The bucket of rocks idea is ridiculous on the surface, because a semi-proficient rifleman can probably take out 50 rock throwers, if they show themselves.

But, if you drill down a little bit into the problem you're trying to solve, it could be the opening 'gambit' in a useful self-defense plan. Schools that I attended spent a lot of time with fire drills and duck and cover drills, for tornado and nuclear attack (snicker) defense. For one thing, teaching a person self defense teaches him/her not to panic. When a person starts running, panic overtakes him and he is no longer thinking clearly about what might save his life.

Bottom line, teaching kids to defend themselves as a group beats having them whine and cry and march in the streets, just because some leftist rabble-rouser told them that's how they should 'fight back.'


----------



## JohnPaulJones (Mar 25, 2018)

That is what happens when Liberals are in charge ,,,,


----------



## JohnPaulJones (Mar 25, 2018)

yes but none where thrown by a middle school child


----------



## JohnPaulJones (Mar 25, 2018)

why would the would be gunman allow the children move towards the rock bucket ? why would we want the would be gunman past the front door , why didn't the armed guard kill the would be gunman before he/she entered the school -- Rather arm the teachers ! but understand your point


----------



## tony pasley (May 6, 2006)

I suggest that you go to the range and try to aim at a target while a handful of kids throw rocks at you. Illegals have used rocks to attack Boarder Patrol for years, Mobs have used rocks in riots to push back police.
Never discount any thing that can be used as a weapon.
One of Murphy's laws of combat is" If it sounds stupid but it works it is not stupid"


----------



## Bisley (Aug 24, 2008)

OK, let's explore other silly ideas. How about armored golf carts inside the building. Volunteer teachers converge on the shooter and run him down. Even if he runs into a closet, he is contained. Make them zero-turn, like a lawnmower, and two or three could probably herd him out the door, or pin him in a corner. They could cost $50,000 by the time the government approves them, and that's still less than one properly trained security guard.

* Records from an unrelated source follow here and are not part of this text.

PR #931, opened 2026-08-24
refactor: unify settings language picker

YOIMIYA66:
## Summary

- Route the General-page language picker through the shared Settings select builder.
- Remove its dedicated mounted-control lifecycle in favor of the common Settings picker collection.
- Preserve the language control's existing compact width and save/rollback behavior.

## Problem context

Settings dropdowns share the same low-level picker engine, but the language row was the remaining Settings caller that invoked `createLanguagePicker()` directly. That bypassed Settings-specific defaults and required a separate `mountedControls.languagePicker` cleanup path.

This is a small follow-up to the picker consistency discussion around #930; it is independently based on the latest `main` and does not depend on #930.

## What changed

- Build the language dropdown with `helpers.buildSettingsSelect()`.
- Apply the shared pending lock so another language change cannot start while persistence is unresolved.
- Register and dispose the language picker through `mountedControls.settingsSelects`.
- Remove the obsolete language-only mounted-control field and cleanup branch.
- Add a `settings-language-select` layout class so the shared builder does not widen the existing 128px control.
- Update browser-environment coverage for shared registration, pending locking, cleanup, and width preservation.

## Behavior after this PR

- The language picker uses the same Settings construction and cleanup path as timeout, theme customization, Remote SSH, and other Settings selects.
- Mouse, keyboard, ARIA, menu placement, failed-save rollback, and outside-click behavior remain provided by the existing shared picker engine.
- While a language save is pending, further choices are ignored consistently with other Settings selects.
- The visible control retains its existing compact width.

## Validation

- `node --test --test-name-pattern='Settings language picker|language picker|language saves|shared picker' test/settings-renderer-browser-env.test.js` — 8/8 passed.
- `node --test test/settings-renderer-browser-env.test.js` — 302/302 passed.
- `node --check src/settings-tab-general.js` — passed.
- `node --check src/settings-ui-core.js` — passed.
- `npm test` — could not start on this Windows checkout because `node test/run-tests.js` hit `spawnSync ... ENAMETOOLONG`; targeted Settings coverage above passed.

Windows click-level QA passed for mouse selection, keyboard navigation, Escape/outside-click dismissal, page-switch cleanup, repeated open/close, language persistence, and compact-width preservation.

## Scope control

- This PR only consolidates the Settings language dropdown.
- The onboarding tutorial continues to use the shared low-level picker directly because it is outside Settings.
- Dashboard native selects and non-select controls are unchanged.

### DIFF
--- a/src/settings-tab-general.js
+++ b/src/settings-tab-general.js
@@ -89,7 +89,6 @@
   let helpers = null;
   let ops = null;
   let i18n = null;
-  const languagePickerApi = root.ClawdLanguagePicker || {};
 
   const LANGUAGE_OPTIONS = ["en", "zh", "zh-TW", "ko", "ja", "pt-BR", "es"];
   const ROAM_MOVEMENT_NATURAL = "natural";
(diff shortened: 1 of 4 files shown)


rullerzhou-afk:
Thanks @YOIMIYA66 for this cleanup and for including the Windows click QA! Moving the language picker onto the shared Settings select lifecycle is a nice simplification, while preserving the compact layout. I also verified the exact head against current main with the full test suite and an isolated Electron UI pass covering mouse and keyboard language switching. Merged in 970ad509.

My point is that there are hundreds of different ways, maybe thousands, which would save lives - which gun control _*will not*_ do.


----------



## paratrooper (Feb 1, 2012)

Never under-estimate the effectiveness of a good-sized, well-aimed rock. 

They don't make any noise and it's all but impossible to tell which exact direction they were thrown from.


----------



## tony pasley (May 6, 2006)

Another strange idea that would work, enforcing existing laws and school officials and law enforcement. and government departments doing their jobs correctly.


----------



## paratrooper (Feb 1, 2012)

tony pasley said:


> Another strange idea that would work, enforcing existing laws and school officials and law enforcement. and government departments doing their jobs correctly.


Now that's just plain silly. :buttkick:


----------



## AllenFromPa (Dec 4, 2017)

Blue Mountain district is not far from my area,


----------



## wirenut (Dec 16, 2015)

So now a question arises.
If a student is disciplined or maybe just a plain dick head, if he grabs a rock and attacks teacher or classmates are the rocks now considered assault rocks??


----------



## tony pasley (May 6, 2006)

Only if they are the evil black rocks


----------



## Goldwing (Nov 5, 2014)

Parkland cops dropped the ball several times and never picked it back up. Scott Peterson is a damned coward for not engaging the scumbag shooter. The F.I.B. (intentional misspelling) ignored the reports about the scumbag. The school officials must have seen it coming, most of the 3,200 students did.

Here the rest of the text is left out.